# Pentosin Oil Analysis - 10K Mile Oil Analysis - 120,000 Mile Engine 2.5L



## xtentual (Oct 9, 2008)

Decided to send in my oil for analysis just out of curiosity. Not too shabby!


----------



## turbopoweredturtle (Oct 23, 2011)

thats good news for your increasing mileage engine.

Im using the same pento oil for the last 10k, this is my second change using it and having owned the passatwag fsi for only a yr am very happy..

only burned 1.5 qts in almost 9K.. now at 85K and smooth second owner.. 

Also pento makes a higher quality oil in a 5w30... buts it a low saps designed for efficient diesels like the new vw's require..

possibly considering using next time.


----------



## seanmcd72 (May 14, 2008)

Impressive Xtent. How much do you have to add or top off before the oil change?


----------



## xtentual (Oct 9, 2008)

seanmcd72 said:


> Impressive Xtent. How much do you have to add or top off before the oil change?

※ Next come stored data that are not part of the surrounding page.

PR #522, opened 2024-03-21
RR-590 - Refactor how Curious In-Prison courses are mapped into view models

nathanrussell-moj-digital:
This PR (is big! sorry!) refactors how we map the Curious `LearnerEducation` records into a view model, and then how we display these on screen.

Previously we mapped from Curious' data into a view model called `InPrisonEducationRecords` which in turn had an array of `InPrisonEducation`. 

There were several problems with this, especially with what we are currently being asked to do re: grouping them by status.

The term "InPrison**Education**" is not something we or the business use elsewhere. Its more often referred to as an In Prison **Course**

The other problem is that the service layer mapped all returned `LearnerEducation`s into `InPrisonEducation`s without any consideration or differentiation of the course status.
In current production we have 2 use cases for this data - we need to display a maximum of the 2 most recent completed courses on the Overview page; and we need to display all completed courses on the main education & training page.
Currently we do this in the controller. IE. the controller calls the service method which gets all courses (`InPrisonEducation`s); and within the controller, via some "resolvers" (sic !), we essentially filter out what we don't need.
It's not great to be honest.

We are now being asked to further group the course data by status - completed, in progress, withdrawn, and temporarily withdrawn. And further, of the completed courses, we need to be able to show the courses completed in the last 12 months.

This is a lot more filtering and general data munging; and the controllers were looking like they were going to get pretty messy, with calls to new "resolvers" 🤢 🤮 

I've stepped back from this and looked again at what we are trying to do, and decided that the view model itself was wrong. Not only did it have the wrong names etc (easily fixed), but the grouping of courses by type etc really needed to be there in the view model. That would mean the controllers can simply ask the service for the view model, and then not have to worry about further processing/filtering etc, before passing it into the nunjucks view. It can just pass it as is, and let the nunjucks view reference and display the relevant properties.

So; the refactoring here is really about the view model, but that obviously impacts the view model itself, the mappers, the service, the controllers, and the nunjucks templates.

In theory it shouldn't have impacted the cypress tests, but I've taken the opportunity to get in there and tidy up some naming etc, and the grouping of some of the tests.


integration_tests/e2e/overview/educationAndTrainingTab.cy.ts
```diff
@@ -350,22 +373,4 @@ context('Prisoner Overview page - Education And Training tab', () => {
       Page.verifyOnPage(QualificationsListPage)
     })
   })
-
-  describe('should display a link to view all courses and qualifications', () => {
```
nathanrussell-moj-digital, line 354: This test is covered in my refactored tests above ☝️

integration_tests/mockApis/curiousApi.ts
```diff
@@ -317,7 +317,7 @@ const stubLearnerEducation = (prisonNumber = 'G6115VJ', page = 0): SuperAgentReq
     },
   })
 
-const stubLearnerEducationWithCoursesQualificationsCompletedInLast12Months = (
+const stubLearnerEducationWithCompletedCoursesInLast12Months = (
```
nathanrussell-moj-digital, line 320: Simplified and improved the names

integration_tests/pages/overview/EducationAndTrainingPage.ts
```diff
@@ -33,8 +33,21 @@ export default class EducationAndTrainingPage extends Page {
     return this
   }
 
-  hasFunctionalSkillsDisplayed(): EducationAndTrainingPage {
+  hasFunctionalSkillWithAssessmentScoreDisplayed(
```
nathanrussell-moj-digital, line 36: Improved the naming and functionality of the assertion methods in the page class, so as to give a better API. It means the cypress tests that use them are much more readable 👍

integration_tests/pages/overview/EducationAndTrainingPage.ts
```diff
@@ -43,25 +56,25 @@ export default class EducationAndTrainingPage extends Page {
...
-  doesNotCompletedInPrisonQualificationsLast12MonthsDisplayed(): EducationAndTrainingPage {
-    this.completedInPrisonQualificationsLast12MonthsTable().should('not.exist')
+  doesNotHaveCompletedCoursesInLast12MonthsDisplayed(): EducationAndTrainingPage {
+    this.completedInPrisonCoursesInLast12MonthsTable().should('not.exist')
     return this
   }
 
   hasCuriousUnavailableMessageDisplayed(): EducationAndTrainingPage {
-    this.curiousUnavailableMessage().should('be.exist')
+    this.curiousUnavailableMessage().should('be.visible')
```
nathanrussell-moj-digital, line 72: `be.exist` is horrible to read! `be.visible` is much better 👍

server/@types/viewModels/index.d.ts
```diff
@@ -91,17 +91,19 @@ declare module 'viewModels' {
   }
 
   /**
-   * A prisoner's record of In-Prison courses and education, which is made up of a collection of InPrisonEducation.
+   * A prisoner's record of In-Prison courses, which is made up of collections of [InPrisonCourse].
```
nathanrussell-moj-digital, line 94: Essentially this is the crux of the change; changing these view models

server/data/mappers/inPrisonCourseMapper.ts
```diff
@@ -1,17 +1,17 @@
...
 
-const toInPrisonEducation = (apiLearnerEducation: LearnerEducation): InPrisonEducation => {
+const toInPrisonCourse = (apiLearnerEducation: LearnerEducation): InPrisonCourse => {
   return {
     prisonId: apiLearnerEducation.establishmentId,
     prisonName: apiLearnerEducation.establishmentName,
     courseCode: apiLearnerEducation.courseCode,
     courseName: apiLearnerEducation.courseName,
-    courseStartDate: moment(apiLearnerEducation.learningStartDate).toDate(),
+    courseStartDate: moment(apiLearnerEducation.learningStartDate).utc().toDate(),
```
nathanrussell-moj-digital, line 11: Ensure the dates are UTC (one of the tests burnt me with this, hence the change 😁 )

server/routes/inPrisonEducationRecordsResolver.test.ts
nathanrussell-moj-digital, line 1: Adios "resolver" !!! 😁

server/routes/overview/overviewController.ts
```diff
@@ -117,22 +110,11 @@ export default class OverviewController {
     const allFunctionalSkills = await this.curiousService.getPrisonerFunctionalSkills(prisonNumber, req.user.username)
     const functionalSkills = mostRecentFunctionalSkills(allFunctionalSkills)
 
-    const allInPrisonEducation = await this.curiousService.getLearnerEducation(prisonNumber, req.user.username)
-    const completedInPrisonEducation = completedInPrisonEducationRecords(allInPrisonEducation)
-    const completedInPrisonEducationWithinLast12Months = await this.setPrisonNamesOnEducationRecords(
-      completedInPrisonEducationRecordsWithinLast12Months(completedInPrisonEducation),
-      req,
-    )
+    const inPrisonCourses = await this.curiousService.getPrisonerInPrisonCourses(prisonNumber, req.user.username)
```
nathanrussell-moj-digital, line 113: The controller code is much simpler now, now that it doesnt have to faff around with filtering and mutating the course data it gets from the service 👍

server/routes/overview/overviewController.ts
```diff
@@ -154,23 +136,4 @@ export default class OverviewController {
     const view = new TimelineView(prisonerSummary, timeline)
     res.render('pages/overview/index', { ...view.renderArgs })
   }
-
-  async setPrisonNamesOnEducationRecords(
```
nathanrussell-moj-digital, line 158: The prison name lookup is done by the service layer, our controller doesnt need to worry about it 👍

server/routes/overview/overviewController.ts
nathanrussell-moj-digital: And my next PR, which is waiting in the wings for this one to be merged first, will make the controller code even simpler still in respect of getting data like this from services 👍  (bet you can't wait! 🤣 )

mattwills-moj-digital (approved):
LGTM 👍

PR #524, opened 2024-03-22
RR-590 - Retrieve curious In Prison Courses via router request handler

nathanrussell-moj-digital:
This PR changes the way we retrieve the Curious In Prison Courses; from being a responsibility of the controller method, to being a router request handler that puts the result in [`res.locals`](https://expressjs.com/en/api.html#res.locals)

This is a better pattern, especially for data like this where we simply want to pass it to the view. It means the controller is not responsible for this and can just assume the data is already there on `res.locals`. Some of our controllers and associated unit tests are getting a little "fat" in this respect, so this is a good thing.

For the time being I'm only doing this for retrieving the Curious In Prison Course data, but there are other similar service requests that we currently make in the controller that we could refactor in a similar manner. I'll add some tickets to do those in the future 👍

### DIFF
--- a/server/routes/inPrisonCoursesAndQualifications/index.ts
+++ b/server/routes/inPrisonCoursesAndQualifications/index.ts
@@ -2,7 +2,7 @@ import type { Router } from 'express'
 import config from '../../config'
 import { Services } from '../../services'
 import { checkUserHasViewAuthority } from '../../middleware/roleBasedAccessControl'
-import { retrievePrisonerSummaryIfNotInSession } from '../routerRequestHandlers'
+import { retrieveCuriousInPrisonCourses, retrievePrisonerSummaryIfNotInSession } from '../routerRequestHandlers'
 import InPrisonCoursesAndQualificationsController from './inPrisonCoursesAndQualificationsController'
 
 /**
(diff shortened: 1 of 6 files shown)


server/routes/inPrisonCoursesAndQualifications/index.ts
```diff
@@ -18,6 +18,7 @@ export default (router: Router, services: Services) => {
     router.get('/plan/:prisonNumber/in-prison-courses-and-qualifications', [
       checkUserHasViewAuthority(),
       retrievePrisonerSummaryIfNotInSession(services.prisonerSearchService),
+      retrieveCuriousInPrisonCourses(services.curiousService),
```
nathanrussell-moj-digital, line 21: Retrieve the Curious In Prison Courses as part of the request handler chain, rather than in the controller itself 👍

server/routes/routerRequestHandlers.ts
```diff
@@ -221,6 +222,29 @@ const retrieveFunctionalSkillsIfNotInSession = (curiousService: CuriousService):
   }
 }
 
+/**
```
nathanrussell-moj-digital, line 225: This file (`routerRequestHandlers.ts`) and it's test are getting massive! And not in a [good way](https://www.youtube.com/watch?v=O7TklQTeuSE)!

I'll raise a jira shortly to split these out into their own source files etc 👍

nathanrussell-moj-digital: I've raised RR-750 for this refactoring work 👍

mattwills-moj-digital (approved):
AToAB

PR #527, opened 2024-03-25
RR-749: Activities API client

leejacobson-moj:
## Overview

Added activities API client and methods for retrieving prisoner allocations and waiting list applications ready for activities integration work.


server/data/restClient.ts
```diff
@@ -92,51 +93,52 @@ export default class RestClient {
     return ''
   }
 
-  async get({
+  async get<Response = unknown>({
```
leejacobson-moj, line 96: Updated this inline with the TS template. Instead of returning `Promise<unknown>` client calls can now return the specified response type.

server/testsupport/activitiesApi/allocationTestDataBuilder.ts
leejacobson-moj, line 1: I've placed this and `waitingListTestDataBuilder.ts` in an `activitiesApi` directory. Happy to put these directly in `testsupport` like the others if preferred. There's quite a few files in there and I thought it might be easier to find them if we started to categorise them under sub-directories.

nathanrussell-moj-digital (approved):
LGTM; though could you update the following sections in the `README` please:

`## Imported Types` - to document the command you ran / that someone will need to run in the future to import the A&A swagger spec

`### Client Roles` - I'm assuming the client you've introduced here will use the system token, rather then the user token? We should document the role required 👍

nathanrussell-moj-digital (approved):
LGTM 👍

PR #529, opened 2024-03-25
RR-738 - Controllers and route for Want to Add Qualifications page

mattwills-moj-digital:
A previous PR had added the nunjucks template for the `Want to Add Qualifications` page, but we didn't have the corresponding controllers & route. 

Note that the submit currently doesn't work without a `pageFlowQueue`, since it will only ever be called when switching from the long question set to the short one (i.e. when it is part of this main flow).

### DIFF
--- a/server/routes/induction/common/qualificationsListController.ts
+++ b/server/routes/induction/common/qualificationsListController.ts
@@ -37,6 +37,7 @@ export default abstract class QualificationsListController extends InductionCont
   }
 }
 
+// TODO - this is duplicated in WantToAddQualificationsController - needs putting somewhere common
 const mostRecentAssessments = (allAssessments: Array<Assessment>): Array<Assessment> => {
   const allAssessmentsGroupedByTypeSortedByDateDesc = assessmentsGroupedByTypeSortedByDateDesc(allAssessments)
 
--- a/server/routes/induction/common/wantToAddQualificationsController.ts
+++ b/server/routes/induction/common/wantToAddQualificationsController.ts
@@ -1,0 +1,74 @@
+import { NextFunction, Request, RequestHandler, Response } from 'express'
+import type { Assessment } from 'viewModels'
+import type { WantToAddQualificationsForm } from 'inductionForms'
+import InductionController from './inductionController'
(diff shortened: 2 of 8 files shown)


server/routes/induction/common/wantToAddQualificationsController.ts
```diff
@@ -0,0 +1,74 @@
...
+      this.getBackLinkUrl(req),
+      this.getBackLinkAriaText(req),
+      wantToAddQualificationsForm,
+      functionalSkills,
+    )
+    return res.render('pages/induction/prePrisonEducation/wantToAddQualifications', { ...view.renderArgs })
+  }
+}
+
+const mostRecentAssessments = (allAssessments: Array<Assessment>): Array<Assessment> => {
```
mattwills-moj-digital, line 40: This is currently copied from `QualificationsListController`, so we should put this somewhere common, but it's not my focus right now.

server/routes/induction/common/wantToAddQualificationsController.ts
```diff
@@ -0,0 +1,75 @@
...
+      this.getBackLinkUrl(req),
+      this.getBackLinkAriaText(req),
+      wantToAddQualificationsForm,
+      functionalSkills,
+    )
+    return res.render('pages/induction/prePrisonEducation/wantToAddQualifications', { ...view.renderArgs })
+  }
+}
+
+// TODO - this is duplicated in QualificationsListController - needs putting somewhere common
```
mattwills-moj-digital, line 40: I've added these TODOs for now, but it's not my primary focus at this minute.

server/routes/induction/common/qualificationsListController.ts
```diff
@@ -37,6 +37,7 @@ export default abstract class QualificationsListController extends InductionCont
   }
 }
 
+// TODO - this is duplicated in WantToAddQualificationsController - needs putting somewhere common
```
nathanrussell-moj-digital, line 40: Yeah; agreed. I wonder if the router request handler is the right place to do this (or perhaps a specific router request handler that returns just the most recent assessments .... 🤔

nathanrussell-moj-digital (approved):
LGTM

I've never had to add any oil in between changes.


----------



## xtentual (Oct 9, 2008)

Just wanted to let you guys know that a company that will remain anonymous contacted me in regards to this post. The guy stated that he was grateful that I posted these results online, and in a gesture to show his appreciation is sending me a case of 5w40 Pentosin oil. 

Just wanted to show you guys that, sometimes your good deeds do get noticed when you are least expecting it.


----------